→ Goal of the exercise:
Set down the data that follows, exactly and completely.

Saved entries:
PR #860, opened 2018-11-02
CDAP-14442 refactoring input formats into plugins

albertshau:
Moved file input formats into their own plugins to consolidate
logic in to a single place and to fix classloading issues.

As part of this refactoring, removed avro, parquet, and orc as
dependencies in core-plugins.


albertshau:
https://builds.cask.co/browse/HYP-BAD504

chtyim (approved):
LGTM

PR #163, opened 2022-02-14
Match the other D_80189DE0 search functions

Tmcg2:


MegaMech:
Since we're back on this topic...

The while(1) is clearly intentional. Also, can we change `while(1)` to `while(TRUE)`?

As such, it's not really bug. If it went into the while loop unintentionally then I think bug would be fair. But at this time they didn't have assert or proper bug checking really if something was to result in crash. Or they were just lazy. So this is basically their method of stopping the game if something went wrong.

As such, I think it would be better to phrase the comment similar to the sm64 thing. Where it moreso acknowledges that if the object type is incorrect that the game `meets a terrible fate` or crashes or whatever.

Tmcg2:
Done

MegaMech (approved):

→ Problem solution:
PR #860, opened 2018-11-02
CDAP-14442 refactoring input formats into plugins

albertshau:
Moved file input formats into their own plugins to consolidate
logic in to a single place and to fix classloading issues.

As part of this refactoring, removed avro, parquet, and orc as
dependencies in core-plugins.


albertshau:
https://builds.cask.co/browse/HYP-BAD504

chtyim (approved):
LGTM

PR #163, opened 2022-02-14
Match the other D_80189DE0 search functions

Tmcg2:


MegaMech:
Since we're back on this topic...

The while(1) is clearly intentional. Also, can we change `while(1)` to `while(TRUE)`?

As such, it's not really bug. If it went into the while loop unintentionally then I think bug would be fair. But at this time they didn't have assert or proper bug checking really if something was to result in crash. Or they were just lazy. So this is basically their method of stopping the game if something went wrong.

As such, I think it would be better to phrase the comment similar to the sm64 thing. Where it moreso acknowledges that if the object type is incorrect that the game `meets a terrible fate` or crashes or whatever.

Tmcg2:
Done

MegaMech (approved):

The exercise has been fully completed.